Thank you for reading, and I will definitely post some pics of my cat when I figure it out.


----------



## Yulia (Jun 5, 2012)

Monkey (ginger tabby) and our dearly missed girl Buffy


----------



## MrsWho? (Jun 5, 2012)

So sorry for the loss of your little kitty.


----------



## Yulia (Jun 5, 2012)

*Our cats still together*

Our kitties were never friends, and we always tried to catch the moments when they were close


----------



## marie73 (Jul 12, 2006)

That's one of the cutest pictures ever! Black cats and ginger cats are so special.


----------



## Yulia (Jun 5, 2012)

Thank you!


----------



## shan841 (Jan 19, 2012)

so cute! i love how buffy is just poking her head out from under the automan. So sorry for your loss


----------



## Yulia (Jun 5, 2012)

Thank you, Buffy loved it there because Monkey was too big to get under there, and she could have her peace and quiet


----------



## KE8 (Jun 8, 2012)

What a cute picture. I'm sorry for your loss.


----------



## Mitts & Tess (Sep 4, 2004)

Ive always said Orange kitties are the solid citizens of the cat world. They are so special. Your photo was fabulous. I totally loved it. Buffy looked like a total cutie. That photo should be in a photo contest. You can read so much into it! Arent cats a Kick! cats bring such joy.
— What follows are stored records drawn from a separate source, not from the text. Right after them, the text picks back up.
PR #372, opened 2023-08-16
squeeze operators

karolpezet:
squeeze operator for harmonic oscillator and collective spins + tests

### DIFF
--- a/src/phasespace.jl
+++ b/src/phasespace.jl
@@ -558,3 +558,34 @@ function _calc_ylm_norm(l, m)
     end
     return n
 end
+
+"""
+    squeeze(b::FockBasis, x::Complex)
+
+This function generates a squeeze operator with squeezing parameter |x| 
+along squeezing direction specified by arg(x)/2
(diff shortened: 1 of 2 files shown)


Krastanov:
Any specific reason this submitted to QuantumOptics.jl? I think it is already implemented in QuantumOpticsBase.jl https://github.com/qojulia/QuantumOpticsBase.jl/blob/master/src/fock.jl#L70

I had the impression that QuantumOptics.jl is for the dynamics, while QuantumOpticsBase.jl is for this lower level operator constructs.

ChristophHotter:
@Krastanov Yes you are completely right. 
@karolpezet I think the squeeze operator for the SpinBasis is not implemented. Would you like to make a PR to QuantumOpticsBase.jl for this?

karolpezet:
oh yeah I missed the definition of squeeze operator. I did not find it in docs and assumed it is absent. I will fix it by moving it to QuantumOpticsBase.jl

PR #48, opened 2017-03-02
docs(docs): Update docs for new manager UI and editor module

landonreed:
@mattwigway @demory @trevorgerhardt @evansiroky 

docs from PR can be viewed here: http://conveyal-data-tools.readthedocs.io/en/user-doc-update/


evansiroky:
When I run `mkdocs serve` from the folder `datatools-ui\docs` I get the following error:

> INFO    -  Building documentation... 
> ERROR   -  Config value: 'docs_dir'. Error: The 'docs_dir' should not be the parent directory of the config file. Use a child directory instead so that the config file is a sibling of the config file. 
>
> Aborted with 1 Configuration Errors!

evansiroky:
Nice.  I'd recommend adding an entry to your travis file to make sure the docs always get built without error.  I did so for commute: https://github.com/conveyal/commute/blob/docs/.travis.yml

landonreed:
Gotcha. Thanks @evansiroky.

PR #50, opened 2017-03-07
Fix lint errors

trevorgerhardt:


lib/gtfsplus/components/GtfsPlusVersionSummary.js
```diff
@@ -43,21 +43,33 @@ export default class GtfsPlusVersionSummary extends Component {
...
     const editingIsDisabled = !user.permissions.hasFeedPermission(feedSource.organizationId, feedSource.projectId, feedSource.id, 'edit-gtfs')
     const publishingIsDisabled = !user.permissions.hasFeedPermission(feedSource.organizationId, feedSource.projectId, feedSource.id, 'approve-gtfs')
     const header = (
-      <h3 onClick={() => {
-        if (!this.state.expanded) gtfsPlusDataRequested(version)
-        this.setState({ expanded: !this.state.expanded })
-      }}>
+      <h3
+        onClick={this._toggleExpanded}
+        onKeyDown={(e) => {
```
evansiroky: Seems like this keyDown handler is implemented the same way in a lot of places.  We should make a helper for the default action.

landonreed: Yea, maybe a higher order component for accessible interactions?

trevorgerhardt: I would say create a ticket and we should consider that in the future but leave it out for now.

PR #57, opened 2017-09-12
Fix alert desc f and r

landonreed:
When first mapping alerts received from the MTC database to the UI data format, a find and replace operation is performed on the alert description field to replace extra new line chars.  This was failing for an alert that had a null description.  It's still unclear where this alert came from or why the field was null (generated by some other external process?).


landonreed:
Wrong repo.

PR #391, opened 2019-01-07
Feed version tabs and home fixes

evansiroky:
- Make it so there is no error when loading patterns in the feed version navigator.
- Make a project load after the home page mounts


evansiroky:
I can't approve my own PR, but your changes look good.

Issue #396, opened 2019-01-22
After authentication, app redirects to home rather than previous URL


landonreed:
It appears that during flow refactoring the string variable `redirectOnSuccess` was changed to a boolean:

https://github.com/conveyal/datatools-ui/blob/a6cb68607877120d4c4a1f753355ccaa1026ac3d/lib/common/containers/App.js#L68-L70

https://github.com/conveyal/datatools-ui/commit/a755e4546a1196b2c585c4f2e20faacbe3d5d77a#diff-12752f290ea607f91209066fb17cb621

Issue #395, opened 2019-01-17
Container refactor issues: Editor session lock not releasing and pattern shape disappearing


landonreed:
There appears to be something wrong with the editor session lock and pattern geometries (perhaps following the container refactor).

1. If I open two tabs for the same feed in the editor, and then attempt to "re-lock" the feed in the second tab, it doesn't seem to emit any action.
2. For some trip patterns, selecting the pattern in the editor will cause the shape to disappear. There seems to be an issue with the selector that handles the pattern's shape points and control points.

PR #401, opened 2019-01-24
Container refactor fixes + pattern editor refresh

### LINKED ISSUE #397: Pattern Editor: Removing non-stop control point throws error
Clicking a control point to remove it causes an error to be thrown. Upon further inspection, it looks like we're not handling the recalculated shape segments correctly. 

https://github.com/conveyal/datatools-ui/blob/a6cb68607877120d4c4a1f753355ccaa1026ac3d/lib/editor/util/map.js#L495-L504

`newSegment.coordinates` should not be spread in the above statement. Rather, it needs to be simply spliced in as an array of coordinates because the correct type of pattern coordinates is `Array<Coordinates>` (e.g., `[[[1, 0], [0, 1]], [[1, 1], [0, 0]]]`.

landonreed:
This PR addresses a few items discovered while working on some fixes for Pace Bus.

- fixes a few issues encountered with pattern editing (#395, #400, #399, fixes #397)
- fixes the editor lock overwrite functionality (also #395) and the redirect on login (#396)
- tweaks the layout of the pattern shape editor so that it's a bit more intuitive (see screengrab)
- replaces the direction icons for the pattern geometry with `leaflet-textpath` for better performance/legibility (see second screengrab)
- changes some components to `PureComponents` to prevent them from rendering as frequently (I'm not sure if this is effective in all the cases, so we may need to revisit some of the components, e.g. Sidebar).

image

image


evansiroky:
The CI runs are failing due to unresolved flow type errors.  Please fix those.

lib/editor/selectors/index.js
```diff
@@ -125,6 +128,20 @@ const getPresentControlPoints = (state: AppState) => {
   return state.editor.editSettings.present.controlPoints
 }
 export const getTripCounts = (state: AppState) => state.editor.data.tables.trip_counts
+export const getActivePatternStops = createSelector(
```
evansiroky: Please write a unit test for this selector.

lib/editor/selectors/index.js
```diff
@@ -360,10 +381,10 @@ function getControlPointsFromShapePoints (shapePoints: Array<ShapePoint>) {
 function addPatternStopsToShapePoints (
   oldShapePoints: Array<ShapePoint>,
   patternStops: Array<PatternStop>,
-  stops: Array<any>, // TODO: use more exact type
+  activePatternStops: Array<GtfsStop>,
```
evansiroky: Would be fantastic to have a unit test for this function too.  Of course it'd be awesome to have unit tests for each possible scenario, but even a test that sent the oldShapePoints variable with a length being less than 2 is a good starting point as this big function has 0% coverage.

lib/editor/util/gtfs.js
```diff
@@ -165,7 +165,7 @@ export const generateProps = (component: string, editorState: any): any => {
   }
 }
 
-export function getEntityBounds (entity: any, offset: number = 0.005): ?latLngBounds {
+export function getEntityBounds (entity: any, stops?: Array<GtfsStop>, offset: number = 0.005): ?latLngBounds {
```
evansiroky: This could also use a very basic unit test.

lib/editor/util/map.js
```diff
@@ -288,7 +288,7 @@ export async function recalculateShape ({
   index: number,
   newPoint?: LatLng,
   pattern: Pattern,
-  patternCoordinates: Coordinates,
+  patternCoordinates: Array<Coordinates>,
```
evansiroky: Another great candidate for adding tests.  Especially since there is already a file `lib/editor/util/__tests__/map.js_hold` with test cases for this exact function.

evansiroky:
The "hide inactive segments" checkbox could be greyed out unless there are some currently active segments.  Otherwise it's a little confusing since it's hiding everything all segments.

landonreed:
https://github.com/conveyal/datatools-ui/pull/401#issuecomment-458434242 is resolved with the [latest version of gtfs-lib](https://github.com/conveyal/gtfs-lib/releases/tag/v4.2.5).

landonreed:
@evansiroky, I have finally addressed your comments here, but this PR doesn't add unit tests. I think it's a higher priority to get this merged in though at this point to avoid any more dust gathering.

evansiroky:
https://github.com/conveyal/datatools-ui/pull/401#issuecomment-458434242 does not appear to be fixed while running datatools-server with gtfs-lib 4.2.5. Please see video posted in company slack.

lib/editor/util/__tests__/map.js
```diff
@@ -56,23 +63,24 @@ describe('editor > util > map >', () => {
       makeTestCase({
         editType: 'update',
         index: 0,
-        mapzenResponeFile: './fixtures/mapzen-response-update-first-stop.json',
+        // https://
```
evansiroky: please remove comment

lib/editor/util/__tests__/__snapshots__/map.js.snap
```diff
@@ -0,0 +1,1244 @@
...
+      ],
+      Array [
+        -77.922112,
+        42.088844,
+      ],
+      Array [
+        -77.922135,
+        42.089099,
+      ],
+    ],
```
evansiroky: The coordinates in this array don't go all the way to the new last stop. Is this the desired behavior?

This is what the coordinates look like before deleting the last stop:

Screen Shot 2019-04-02 at 5 28 57 PM

And here are those coordinates after:

Screen Shot 2019-04-02 at 5 29 33 PM

lib/editor/util/__tests__/__snapshots__/map.js.snap
```diff
@@ -0,0 +1,1244 @@
...
+        -77.922974,
+        42.095657,
+      ],
+      Array [
+        -77.923104,
+        42.096481,
+      ],
+    ],
+  ],
+  "updatedControlPoints": Array [
```
evansiroky: This snapshot makes no sense due to bad input data. The pattern coordinates are in NY while the control point coordinates are in CA.

landonreed:
Yes, sorry about that. I was trying to adapt preexisting fixtures and that was a bad idea. I'll regenerate them from new input data.

lib/editor/util/__tests__/__snapshots__/map.js.snap
```diff
@@ -834,96 +665,40 @@ Object {
...
-      ],
-      Array [
-        -77.922974,
-        42.095657,
-      ],
-      Array [
-        -77.923104,
-        42.096481,
+        -77.92187333106995,
+        42.08646327816015,
```
evansiroky: This coordinate in the snapshot for `should update the first stop` seems out of place. This indicates that the shape goes backwards.

Here are the pattern coordinates and stops before the test:

Screen Shot 2019-04-03 at 2 53 02 PM
 
And after recalcuate shape is ran:

Screen Shot 2019-04-03 at 2 53 13 PM

The segment between the first and 2nd stop looks fine, but the shape doesn't continue to the last stop. Instead it goes backwards. You can't see if from that last picture, so here is a more zoomed in look:

Screen Shot 2019-04-03 at 3 04 43 PM

lib/editor/util/__tests__/__snapshots__/map.js.snap
```diff
@@ -1030,76 +797,32 @@ Object {
   "coordinates": Array [
     Array [
       Array [
-        -77.922203,
-        42.086407,
+        -77.9230535030365,
+        42.096176462786296,
```
evansiroky: The same odd thing in `should update the first stop` is now happening in reverse in the `should update the last stop`.

Before the test:

Screen Shot 2019-04-03 at 3 11 40 PM

After:

Screen Shot 2019-04-03 at 3 11 23 PM

Zoomed in the first point is now going backwards to some other point and going forward.

Screen Shot 2019-04-03 at 3 13 19 PM

lib/editor/util/__tests__/fixtures/test-control-points.json
```diff
@@ -40,16 +38,12 @@
...
-  "defaultDwellTime": 0,
-  "timepoint": null,
-  "shapeDistTraveled": 691.729078104771,
-  "hidden": true
+  "stopId": "a9c9cd55-ca3f-4ce7-9a93-96f2f4eaf089"
 }, {
   "distance": 905.1384059344052,
   "id": "0cj3",
-  "permanent": true,
+  "pointType": 2,
```
evansiroky: This should probably be `1` since there is no stopId for this control point.

lib/editor/util/__tests__/__snapshots__/map.js.snap
```diff
@@ -583,46 +448,22 @@ Object {
...
-      ],
-      Array [
-        -77.922196,
-        42.086498,
-      ],
-      Array [
-        -77.922173,
-        42.086498,
+        -77.9230535030365,
+        42.096176462786296,
```
evansiroky: This snapshot for `should update a point in the middle of the control points` seems really off again.

Before:

Screen Shot 2019-04-03 at 4 41 44 PM

After:

Screen Shot 2019-04-03 at 4 41 35 PM

lib/editor/util/__tests__/__snapshots__/map.js.snap
```diff
@@ -160,70 +125,30 @@ Object {
   "coordinates": Array [
     Array [
       Array [
-        -77.922135,
-        42.089099,
```
evansiroky: The result of the `should delete the first stop` test implies that the last stop is deleted and the line is backwards!

Before:

Screen Shot 2019-04-03 at 5 06 01 PM

After:

Screen Shot 2019-04-03 at 5 05 52 PM

landonreed:
Agh, you're right. Sorry about that. I'm going to add some log statements that actually print out geojson.io links to make this stuff a little easier to debug.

Then leave with a piece of our hearts. to be given back when we meet them again on the other side.

Im so sorry for your loss.


----------



## Jan Rebecca (Oct 14, 2010)

Sorry for your loss - love the picture - such pretty cats!


----------



## Tammy74 (Jun 14, 2012)

I had a cat named 'monkey' as well growing up. She was the scrawny little runt of the litter, who lived to nearly 20 years old!


----------